Vers le milieu du Ier siècle après Jésus Christ, on constate dans l’ensemble de la ville une intensification de l’activité des constructeurs et une colonisation des surfaces non bâties. Les maisons s’agrandissent et deviennent plus raffinées dans leur décor : les murs de torchis se couvrent de peintures murales. Elles sont organisées en une succession de plusieurs pièces, de part et d’autre d’une salle principale. Les dimensions varient en général entre 2 et 6 m de côté. Cependant la faible surface des fouilles ne permet pas d’avoir une idée plus précise des dimensions intérieures, ni des superstructures de ces maisons de terre et de bois.


Au milieu du Ier siècle, l’emploi de la maçonnerie de pierre permet une véritable révolution dans la construction des maisons : augmentation des volumes de pierre, création probable d’étages, toitures de tuiles, création de véritables sous-sols.
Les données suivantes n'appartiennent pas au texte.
PR #6165, opened 2026-07-23
FINERACT-2702: Make client search case-insensitive

Samer-Melhem-FOO:
## Summary
- `GET /v2/clients/search` matched `accountNumber`, `displayName`, `externalId`, `mobileNo`, and identifier `documentKey` using case-sensitive `LIKE` predicates, so a search term differing only in letter case from the stored value would not match.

On gagne en taille et en solidité. On observe également la disparition des fours domestiques dans les pièces principales, indiquant peut-être une modification du mode de chauffage et une modification de la répartition des activités domestiques dans la maison.0109.jpg

                                           Pièce souterraine du site de l'institut Curie


Les pièces souterraines se généralisent, servant de lieu de stockage, d’ateliers, de sanctuaire. Leur fonction était sans doute diverse et seule la cave de l’institut Curie est aujourd’hui interprétée comme un lieu de culte en raison de la découverte des statuts des divinités Rosmerta et Mercure aujourd’hui exposées au musée Carnavalet.


Les façades agrémentent souvent les constructions privées, qu’elle donne sur des espaces publics (galerie sur rue de l’habitat de la rue de l’Abbé-de-l’Epée) ou sur des espaces privés (galerie des habitats des sites du Luxembourg et de l’institut Curie, ouvrant sur des cours). La couverture prend appui sur les murs gouttereaux des corps de bâtiment et retombe sur une colonnade. Ces galeries sont orientées plus particulièrement à l’Est à l’Ouest et offre un espace lumineux et abrité aux activités domestiques, artisanales ou même agricoles.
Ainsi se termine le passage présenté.